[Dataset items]
BEGIN
PR #303, opened 2016-05-31
Atari: get current drive on XDOS

groessler:


libsrc/atari/getdefdev.s
```diff
@@ -68,16 +69,23 @@ crvec:  jsr     $FFFF           ; will be set to crunch vector
...
         rts
 
+; XDOS version
+
+xdos:   lda     XDEFDEV
+        bne     done
+
         .data
 
+crvec:	.byte	$4C,$FF,$FF     ; will be set to crunch vector
```
oliverschmidt: What is the reason to not write 'jmp $FFFF' here?

The decision of mnemonics or .byte is totally independent from the segment. The cc65 code base already contains lots of places where mnemonics are used in the .data segment (and places where .byte is used in the .code segment).

groessler: > What is the reason to not write 'jmp $FFFF' here?

No real reason.

> The decision of mnemonics or .byte is totally independent from the segment. The cc65 code base already contains lots of places where mnemonics are used in the .data segment (and places where .byte is used in the .code segment).

Yes. So one is as good as the other, isn't it?

If you want, I can change it to "jmp".

oliverschmidt: > Yes. So one is as good as the other, isn't it?

No. If it were, we wouldn't need mnemonics and write all our code using .byte ;-))

> If you want, I can change it to "jmp".

Please do so - thanks in advance.

oliverschmidt: Trying to add a more helpful comment:

The idea is to use mnemonics everywhere the generated bytes are fetched/executed by the CPU and .byte everywhere the generated bytes are read/written by the CPU.

groessler: > No. If it were, we wouldn't need mnemonics and write all our code using .byte ;-))

Hey, c'mon, everybody reading the library soure code knows (or is supposed to know, at least) the meaning of $4C, isn't (s)he?  :-)

But I'll change it....

groessler: I've updated the pull request....

PR #309, opened 2016-06-11
Allow character code 0x00 to be remapped with other character codes.

greg-king5:
This PR gives Christian [what he wants](https://sourceforge.net/p/cc65/mailman/message/35130706/).  I do not see that it causes any problems for the tools.  [Of course, he could give himself a big headache with the Atari target's system string functions; but, I assume that he knows what he's doing.  ;-) ]


MonteCarlos:
doesn't break that all print functions if terminating zero is remapped?

Am 11.06.2016 um 16:13 schrieb Oliver Schmidt:

greg-king5:
> Doesn't that break all print functions if terminating zero is remapped?

Yes, that's one of the reasons why I mentioned the "big headache".  But, I assume that he will use custom display functions with remapped characters (also, remapping is limited to an individual source file).

PR #310, opened 2016-06-13
Implement exec() for Atari XDOS.

groessler:
- Adds new ENOEXEC error code, also used by Apple2 targets.
- Maximum command line length is 40, incl. program name. This is
  an XDOS restriction.
- testcode/lib/tinyshell.c has been extended to be able to run
  programs.

@oliverschmidt: This version doesn't yet include support for longer command lines as we were talking about in private email.

### DIFF
--- a/libsrc/atari/exec.s
+++ b/libsrc/atari/exec.s
@@ -33,10 +33,8 @@ notsupp:lda     #ENOSYS         ; "unsupported system call"
         .byte   $2C             ; bit opcode, eats the next 2 bytes
 noiocb: lda     #EMFILE         ; "too many open files"
         jsr     incsp2          ; clean up stack
-seterr: jsr     __directerrno
-        lda     #$FF
-        tax
-        rts                     ; return -1
+seterr: jmp     __directerrno
+
 
 ; entry point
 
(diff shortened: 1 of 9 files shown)


libsrc/atari/exec.s
```diff
@@ -0,0 +1,207 @@
...
+        .code
+
+notsupp:lda     #ENOSYS         ; "unsupported system call"
+        .byte   $2C             ; bit opcode, eats the next 2 bytes
+noiocb: lda     #EMFILE         ; "too many open files"
+        jsr     incsp2          ; clean up stack
+seterr: jsr     __directerrno
+        lda     #$FF
+        tax
+        rts                     ; return -1
```
greg-king5: `__directerrno` returns `-1`; so, you can just jump to it here.

testcode/lib/tinyshell.c
```diff
@@ -340,6 +354,23 @@ static void cmd_rename(void)
...
+
+    progname = strtok(args, " \t\n");
+    if (! progname) {
+        puts("usage: exec <progname> [arguments]");
+        return;
+    }
+    arguments = strtok(NULL, "");
+
+    /*printf("exec: %s %s\n", progname, arguments ? arguments : "");*/
+    st = exec(progname, arguments);
```
greg-king5: Assigning the return value to `st` is pointless -- it always is `-1`.  You just should cast it to `void`.

groessler:
Thanks for the tips. I've updated the pull request.

PR #313, opened 2016-06-18
Fix the Plus/4 (and C16) joystick driver.

greg-king5:
It now chooses a stick correctly.  And, it now reads the stick's fire button.

This fixes https://sourceforge.net/p/cc65/mailman/cc65-devel/thread/f2f66618-7a40-3d72-6c41-1b43216a0ed0%40suomi24.fi/#msg35162158 -- the parts that can be fixed.


oliverschmidt:
Thanks :-)

PR #315, opened 2016-06-23
Fix typo in samples makefile

skry:


oliverschmidt:
Thanks for the fix :-)

PR #318, opened 2016-06-30
Add support for HuC6280 zero-page at $2000 instead of $0000

jbrandwood:
CA65 currently assumes that zero-page/direct-page references resolve to absolute address $0000-$00FF.

This isn't correct on the HuC6280 where zero-page/direct-page references resolve to absolute addresses $2000-$20FF.

This leads CA65 to generate inefficient/wrong code for instructions referencing addresses $0000-$00FF and $2000-$20FF on the HuC6280.

This patch fixes this by allowing CA65 to differentiate between instructions with one-byte immediate operands that are always $0000-$00FF (handled by the existing old Emit1() function), and instructions that have one-byte direct-page/zero-page references where the top-byte of the address is different on different processors (handled by the new EmitZP() function).

EmitZP() is just a copy of the existing Emit1() function but with the check for the top-byte changing depending upon the currently-selected processor.

### DIFF
--- a/src/ca65/instr.c
+++ b/src/ca65/instr.c
@@ -1054,7 +1054,11 @@ static void EmitCode (EffAddr* A)
             break;
 
         case 1:
-            Emit1 (A->Opcode, A->Expr);
+            if (A->AddrModeBit & (AM65_ALL_ZP | AM65_DIR_IND_Y | AM65_DIR_IND_LONG | AM65_DIR_IND_LONG_Y)) {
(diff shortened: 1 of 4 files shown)


jbrandwood:
Whoops, looks like Travis failed ... building with mingw-w64 instead of Visual Studio now to track down what's gone wrong.

jbrandwood:
Oh, dear. It looks like there's a deeper issue with CA65's expression handling that I missed.

I'm withdrawing the pull request until this gets fixed.

Issue #235, opened 2015-11-26
ca65: expressions don't search for symbols in outer scopes


tokumaru-x:
```
.scope
	Symbol = 4
	.scope
		lda #Symbol ;<- this works
		.if Symbol = 4 ;<- this generates an error
			.out "Symbol is 4."
		.endif
	.endscope
.endscope
```

fo-fo:
This seems to be a "feature" that everybody runs into eventually. Strictly speaking it's not a bug. Ca65 assumes that `Symbol` might get defined later in the scope so it doesn't see it as a constant (it can't look forward to see whether it will get defined or not). The `lda` works because it doesn't require a constant.

In my opinion, since `.if` generates a compilation-stopping error in this case, it would be better behavior for it to use the value from the outer scope, and set up an assert to make sure that the symbol doesn't get redefined later in the same scope (if it does, that would generate an error because "wrong" value got used for the `.if` condition). However there might be some problems with this approach that I'm unaware of.

mrdudz:
On Thursday 26 November 2015, 05:03:51 fo-fo <notifications@github.com> wrote:
> This seems to be a "feature" that everybody runs into eventually. Strictly
> speaking it's not a bug. Ca65 assumes that `Symbol` might get defined later
> in the scope so it doesn't see it as a constant (it can't look forward to
> see whether it will get defined or not). The `lda` works because it doesn't
> require a constant.
> 
> In my opinion, since `.if` generates a compilation-stopping error in this
> case, it would be better behavior for it to use the value from the outer
> scope, and set up an assert to make sure that the symbol doesn't get
> redefined later in the same scope (if it does, that would generate an error
> because "wrong" value got used for the `.if` condition). However there
> might be some problems with this approach that I'm unaware of.

forward references in what essentially resembles a preprocessor expression 
would be totally NOT what i'd expect though.

-- 

http://www.hitmen-console.org    http://magicdisk.untergrund.net
http://www.pokefinder.org        http://ar.pokefinder.org

I have always wished that my computer would be as easy to use as my telephone. 
My wish has come true. I no longer know how to use my telephone. 
<Bjarne Stroustrup>

fo-fo:
> forward references in what essentially resembles a preprocessor expression
> would be totally NOT what i'd expect though.

[...]

PR #319, opened 2016-07-04
Add support for HuC6280 zero-page at $2000 instead of $0000

jbrandwood:
CA65 currently assumes that zero-page references resolve to absolute address $0000-$00FF.

This isn't correct on the HuC6280 where zero-page references resolve to absolute addresses $2000-$20FF.

This leads CA65 to generate inefficient/wrong code for instructions referencing addresses $0000-$00FF and $2000-$20FF on the HuC6280.

This patch fixes this by allowing CA65 to differentiate between instructions with one-byte immediate operands that are always $0000-$00FF (handled by the existing old Emit1() function), and instructions that have one-byte zero-page references where the top-byte of the address is different on different processors (handled by the new EmitZP() function).

EmitZP() is just a copy of the existing Emit1() function but with the check for the top-byte changing depending upon the currently-selected processor.

This is a "fixed" version of my previous Pull Request #318.

CA65 has way too much code/logic in the flow that requires zero-page to be at $0000, that I've been unable to tell it that the HuC6280 zero-page is at $2000 and NOT at $0000.

Without a major rewrite of some core internal CA65 logic, the best that I've been able to do is to tell CA65 that the HuC6280 ALSO has zero-page at $2000.

The only accesses to $0000-$00FF in a normal PC Engine are to the VDC hardware. This hardware is mirrored throughout the $0000-$03FF region, so I've just chosen to change the equates that are used in PCE.INC to one of the mirrored locations in order to avoid confusing CA65 with instructions that access $0000-$00FF.

While not perfect, this solves the main issue of the the HuC6280 using $2000-$20FF to access zero-page, and it does so without making any major changes in CA65 that could break other platforms.

### DIFF
--- a/asminc/pce.inc
+++ b/asminc/pce.inc
@@ -34,11 +34,11 @@ VDC_LENR        = 18            ; (DMA) Length Register
 VDC_SATB        = 19            ; Sprite Attribute Table
 
 ; VDC port
-; Note: absolute addressing mode must be used when writing to this port
+; Note: use mirror location to avoid CA65 zero-page logic
 
-VDC_CTRL        = $0000
-VDC_DATA_LO     = $0002
-VDC_DATA_HI     = $0003
+VDC_CTRL        = $0100
+VDC_DATA_LO     = $0102
+VDC_DATA_HI     = $0103
 
 ; huc6260 - Video Color Encoder (vce)
 
--- a/libsrc/pce/crt0.s
+++ b/libsrc/pce/crt0.s
@@ -74,7 +74,7 @@ start:
         ;tam     #%10000000      ; e000-fFFF  hucard/syscard bank 0
 
         ; Clear work RAM (2000-3FFF)
-        stz     <$00
+        stz     $2000
         tii     $2000, $2001, $1FFF
 
         ; Initialize hardware
--- a/libsrc/pce/vdc.s
+++ b/libsrc/pce/vdc.s
@@ -7,7 +7,7 @@ HIRES   = 1
         .export         vdc_init
 
 vdc_init:
-        lda     a:VDC_CTRL
+        lda     VDC_CTRL
 
         VREG    $00, $0000      ; MAWR
         VREG    $01, $0000      ; MARR
@@ -37,5 +37,5 @@ vdc_init:
 
 .endif
 
-        lda     a:VDC_CTRL
+        lda     VDC_CTRL
         rts
--- a/src/ca65/instr.c
+++ b/src/ca65/instr.c
@@ -1054,7 +1054,11 @@ static void EmitCode (EffAddr* A)
             break;
 
         case 1:
-            Emit1 (A->Opcode, A->Expr);
+            if (A->AddrModeBit & (AM65_ALL_ZP | AM65_DIR_IND_Y | AM65_DIR_IND_LONG | AM65_DIR_IND_LONG_Y)) {
+                EmitZP (A->Opcode, A->Expr);
+            } else {
+                Emit1 (A->Opcode, A->Expr);
+            }
             break;
 
         case 2:
--- a/src/ca65/instr.c
+++ b/src/ca65/instr.c
@@ -1054,7 +1054,7 @@ static void EmitCode (EffAddr* A)
             break;
 
         case 1:
-            if (A->AddrModeBit & (AM65_ALL_ZP | AM65_DIR_IND_Y | AM65_DIR_IND_LONG | AM65_DIR_IND_LONG_Y)) {
+            if (A->AddrModeBit & AM65_ALL_ZP) {
                 EmitZP (A->Opcode, A->Expr);
             } else {
                 Emit1 (A->Opcode, A->Expr);
--- a/src/ca65/instr.h
+++ b/src/ca65/instr.h
@@ -93,7 +93,7 @@
 #define AM65_SET_ABS    (AM65_ABS | AM65_ABS_X)
 
 /* Bitmask for all ZP operations */
-#define AM65_ALL_ZP     (AM65_DIR | AM65_DIR_X | AM65_DIR_Y | AM65_DIR_IND | AM65_DIR_X_IND)
+#define AM65_ALL_ZP     (AM65_DIR | AM65_DIR_X | AM65_DIR_Y | AM65_DIR_IND | AM65_DIR_X_IND | AM65_DIR_IND_Y | AM65_DIR_IND_LONG | AM65_DIR_IND_LONG_Y)
 
 /* Bitmask for all ABS operations */
 #define AM65_ALL_ABS    (AM65_ABS | AM65_ABS_X | AM65_ABS_Y | AM65_ABS_IND | AM65_ABS_X_IND)
--- a/src/ca65/objcode.c
+++ b/src/ca65/objcode.c
@@ -36,6 +36,9 @@
 #include <string.h>
 #include <errno.h>
 
+/* common */
+#include "cpu.h"
+
 /* cc65 */
 #include "error.h"
 #include "fragment.h"
@@ -129,6 +132,38 @@ void Emit3 (unsigned char OPC, ExprNode* Expr)
 {
     Emit0 (OPC);
     EmitFarAddr (Expr);
+}
+
+
+
+void EmitZP (unsigned char OPC, ExprNode* Value)
+/* Emit an instruction with an one byte direct-page argument */
+{
+    long V;
+    Fragment* F;
+
+    if (IsEasyConst (Value, &V)) {
+        /* Must be in byte range */
+        if ((CPU != CPU_HUC6280 && (V & ~0xFFL) != 0x0000) ||
+            (CPU == CPU_HUC6280 && (V & ~0xFFL) != 0x2000)) {
+            Error ("Range error (0x%lx not in zero-page)", V);
+        }
+
+        /* Create a literal fragment */
+        F = GenFragment (FRAG_LITERAL, 2);
+        F->V.Data[0] = OPC;
+        F->V.Data[1] = (unsigned char) V;
+        FreeExpr (Value);
+
+    } else {
+
+        /* Emit the opcode */
+        Emit0 (OPC);
+
+        /* Emit the argument as an expression */
+        F = GenFragment (FRAG_EXPR, 1);
+        F->V.Expr = Value;
+    }
 }
 
 
--- a/src/ca65/objcode.c
+++ b/src/ca65/objcode.c
@@ -137,15 +137,15 @@ void Emit3 (unsigned char OPC, ExprNode* Expr)
 
 
 void EmitZP (unsigned char OPC, ExprNode* Value)
-/* Emit an instruction with an one byte direct-page argument */
+/* Emit an instruction with an one byte zero-page argument */
 {
     long V;
     Fragment* F;
 
     if (IsEasyConst (Value, &V)) {
         /* Must be in byte range */
-        if ((CPU != CPU_HUC6280 && (V & ~0xFFL) != 0x0000) ||
-            (CPU == CPU_HUC6280 && (V & ~0xFFL) != 0x2000)) {
+        if (((V & ~0xFFL) != 0x0000L) &&
+            (CPU != CPU_HUC6280 || (V & ~0xFFL) != 0x2000L)) {
             Error ("Range error (0x%lx not in zero-page)", V);
         }
 
--- a/src/ca65/objcode.h
+++ b/src/ca65/objcode.h
@@ -62,6 +62,9 @@ void Emit2 (unsigned char OPC, ExprNode* Value);
 void Emit3 (unsigned char OPC, ExprNode* Expr);
 /* Emit an instruction with a three byte argument */
 
+void EmitZP (unsigned char OPC, ExprNode* Value);
+/* Emit an instruction with an one byte direct-page argument */
+
 void EmitSigned (ExprNode* Expr, unsigned Size);
 /* Emit a signed expression with the given size */
 
--- a/src/ca65/studyexpr.c
+++ b/src/ca65/studyexpr.c
@@ -443,11 +443,13 @@ static void StudyExprInternal (ExprNode* Expr, ExprDesc* D);
 
 
 
-static unsigned char GetConstAddrSize (long Val)
+// static unsigned char GetConstAddrSize (long Val)
+unsigned char GetConstAddrSize (long Val)
 /* Get the address size of a constant */
 {
-    if ((CPU != CPU_HUC6280 && (Val & ~0xFFL) == 0x0000) ||
-        (CPU == CPU_HUC6280 && (Val & ~0xFFL) == 0x2000)) {
+    if ((Val & ~0xFFL) == 0) {
+        return ADDR_SIZE_ZP;
+    } else if (CPU == CPU_HUC6280 && (Val & ~0xFFL) == 0x2000L) {
         return ADDR_SIZE_ZP;
     } else if ((Val & ~0xFFFFL) == 0) {
         return ADDR_SIZE_ABS;
--- a/src/ca65/studyexpr.c
+++ b/src/ca65/studyexpr.c
@@ -40,6 +40,7 @@
 #include "debugflag.h"
 #include "shift.h"
 #include "xmalloc.h"
+#include "cpu.h"
 
 /* ca65 */
 #include "error.h"
@@ -445,7 +446,8 @@ static void StudyExprInternal (ExprNode* Expr, ExprDesc* D);
 static unsigned char GetConstAddrSize (long Val)
 /* Get the address size of a constant */
 {
-    if ((Val & ~0xFFL) == 0) {
+    if ((CPU != CPU_HUC6280 && (Val & ~0xFFL) == 0x0000) ||
+        (CPU == CPU_HUC6280 && (Val & ~0xFFL) == 0x2000)) {
         return ADDR_SIZE_ZP;
     } else if ((Val & ~0xFFFFL) == 0) {
         return ADDR_SIZE_ABS;
--- a/src/ca65/studyexpr.c
+++ b/src/ca65/studyexpr.c
@@ -443,8 +443,7 @@ static void StudyExprInternal (ExprNode* Expr, ExprDesc* D);
 
 
 
-// static unsigned char GetConstAddrSize (long Val)
-unsigned char GetConstAddrSize (long Val)
+static unsigned char GetConstAddrSize (long Val)
 /* Get the address size of a constant */
 {
     if ((Val & ~0xFFL) == 0) {


groessler:
Just a note (I'm not a committer):

Your change could be an improvement for the PCE, but I think the problem should be solved in a more general way.

The 65816 has the same problem with a modified "direct page" setting. I think ca65 needs a directive to tell it where the "direct page" is located.

Something like this:

.zpaddr $2000
lda $2001  ; assembles to $A5 $01
lda $3001  ; $AD $01 $30
.zpaddr $3000
lda $2001  ; $AD $01 $20
lda $3001  ; $A5 $01

Then the HuC6280 is just a special case where "zpaddr" is always $2000.

Btw., I've searched the internet, but haven't found anything about HuC6280 using $2000 as "zero-page". Can you give a pointer?

jbrandwood:
You can see Charles MacDonald reverse-engineering document here ...
http://cgfm2.emuviews.com/txt/pcetech.txt

The original Hudson datasheets are "out there" if you can find them, but since they were never officially made public in English, I can't give you a link to them.

They were made public in Japanese if you can ever find the Develo Assembler book, but that's really, really hard to find.

*****************

I agree that a nice-and-general direct-page assembler directive would be the preferred way to handle this, but I'm not sure that that will ever happen in CA65.

I tried to "fix" things properly in a variety of ways, but CA65's addressing-mode logic starts falling down badly if you try to make $0000-$00FF NOT be zero-page.

It's baked very, very deeply into the CA65 code, and LD65 doesn't have anything to do link-time direct-page fixups anyway.

IMHO, the way that the addressing-mode logic handles symbols within "proc" scoping would also need to be rewritten.

If someone wants to implement a good long-term general fix, then I expect that they're going to have to spend weeks or months rewriting a whole bunch of CA65's low-level code and deal with lots of library breakage.

Since CC65 doesn't actually generate 65816 code anyway, then I suspect that's too much effort, for too little reward.

oliverschmidt:
Given Greg's recent comment on the mailing list (btw. I personally would like to see that discussion here) saying

>My conclusion is that they are the wrong functions for what you want to
do (but, I haven't found the better places).

I'm very reluctant to consider merging this pull request.

oliverschmidt:
> I agree that a nice-and-general direct-page assembler directive would be the preferred way to handle this, but I'm not sure that that will ever happen in CA65.
I tried to "fix" things properly in a variety of ways, but CA65's addressing-mode logic starts falling down badly if you try to make $0000-$00FF NOT be zero-page.

Maybe I'm missing the point but I understand that you have a hard time making page $00 a "non-zero-page" so you opted to not __move__ the single zero-page from page $00 to page $20 but instead __add__ a second zero-page at $20.

However I don't see why that means that the location of the second zero-page has to be hard-coded. Instead it could be configurable as Christian proposed, couldn't it?

jbrandwood:
Hi Oliver,

> Given Greg's recent comment on the mailing list (btw. I personally would like to see that discussion here) saying
> 
>     My conclusion is that they are the wrong functions for what you want to
>     do (but, I haven't found the better places).

I'll be interested to hear if these "better places" can be found.

The problem (IMHO) is that CA65's method for deciding the width of the addressing-mode is fundamentally inconsistent, and works differently in proc scope vs global scope.

The whole usage of the data size of individual numeric components within an expression to "guess" at the size of the eventual expression seems very dubious to me.

Apparently it seemed equally dubious to Ulrich because there's code in CA65 to throw away the result of that guess, and recalculate the addressing mode depending upon the locations of symbols (import vs importzp), or the final constant value of an expression, which seems like the correct way to figure it out.

Unfortunately, that code doesn't get used inside proc scope.


> However I don't see why that means that the location of the second zero-page has to be hard-coded. Instead it could be configurable as Christian proposed, couldn't it?

Yes, my patch could be made a little more general in that a new directive could be added to allow you to change exactly which page is considered to be the 2nd mirror for the actual direct page addressing, but I don't see that as an improvement.

The patch as it is currently written can only handle direct page addressing that falls on a 256-byte "page" boundary.

That's OK for direct-page addressing at $0000 (like the 6502), or $2000 (like the HuC6280), or even the 6809 (which CA65 doesn't support anyway), but it isn't good enough for the 65816 which has a 16-bit direct-page base address than can be at any byte-boundary location in the bottom 64KB of memory.

IMHO, getting that to work properly would require modifying the instruction's expression to insert a subtraction into every direct-page instruction that's emitted, and deferring the actual calculation until link time.

That's a much deeper patch than I am comfortable in writing for CA65 at this point, and if you already don't like where I'm modifying the code now, then my modifying the expression when a direct-page instruction is emitted is really unlikely to make you happy.

And even then, it would still leave the issue of still having the extra zero-page location at $0000-$00FF, which is actually going to be a serious problem on the 65816 because you are almost certainly going to be having real data located there.

jbrandwood:
> IMHO, getting that to work properly would require modifying the instruction's expression to insert a subtraction into every direct-page instruction that's emitted, and deferring the actual calculation until link time.
> 
> That's a much deeper patch than I am comfortable in writing for CA65 at this point, and if you already don't like where I'm modifying the code now, then my modifying the expression when a direct-page instruction is emitted is really unlikely to make you happy.
> 
> And even then, it would still leave the issue of still having the extra zero-page location at $0000-$00FF, which is actually going to be a serious problem on the 65816 because you are almost certainly going to be having real data located there.
> 

To complicate things further, when "<" is used at the start of an addressing mode, CA65 is treating it as a low-byte expression calculation, and not as an addressing-mode specification.

That's another thing on the list of issues that would have to be worked on in order to get CA65 to understand that direct addressing isn't always at $0000-$00FF.

IMHO, the patch that I've presented here is the smallest and safest way to get the HuC6280 support to work acceptably instead of being just-plain-wrong as it is now.

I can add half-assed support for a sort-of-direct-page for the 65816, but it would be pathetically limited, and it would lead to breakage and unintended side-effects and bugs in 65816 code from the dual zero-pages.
Issue #321, opened 2016-07-07
rand() uses only 23 bits of its state


pinobatch:
Currently `rand()` in the C library is a hand-optimized assembly language implementation of the following linear congruential generator:

    int rand(void) {
        seed = (seed * 16843009) + 826366247;
        return (seed >> 8) & 0x7FFF;
    }

However, it was discovered in [this post on NESdev](http://forums.nesdev.com/viewtopic.php?p=174895#p174895) that bits 31-23 of the state never propagate into the output. So it actually produces the same sequence as a 23-bit LCG:

    int rand_as_if(void) {
        seed = ((seed * 65793) + 4282663) & ((1 << 23) - 1);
END
Task directions:
Where the line with "oliverschmidt: > Yes." ends, your copy should end too; please return exactly the lines from the first line of the data through it.

The completed task:
PR #303, opened 2016-05-31
Atari: get current drive on XDOS

groessler:


libsrc/atari/getdefdev.s
```diff
@@ -68,16 +69,23 @@ crvec:  jsr     $FFFF           ; will be set to crunch vector
...
         rts
 
+; XDOS version
+
+xdos:   lda     XDEFDEV
+        bne     done
+
         .data
 
+crvec:	.byte	$4C,$FF,$FF     ; will be set to crunch vector
```
oliverschmidt: What is the reason to not write 'jmp $FFFF' here?

The decision of mnemonics or .byte is totally independent from the segment. The cc65 code base already contains lots of places where mnemonics are used in the .data segment (and places where .byte is used in the .code segment).

groessler: > What is the reason to not write 'jmp $FFFF' here?

No real reason.

> The decision of mnemonics or .byte is totally independent from the segment. The cc65 code base already contains lots of places where mnemonics are used in the .data segment (and places where .byte is used in the .code segment).

Yes. So one is as good as the other, isn't it?

If you want, I can change it to "jmp".

oliverschmidt: > Yes. So one is as good as the other, isn't it?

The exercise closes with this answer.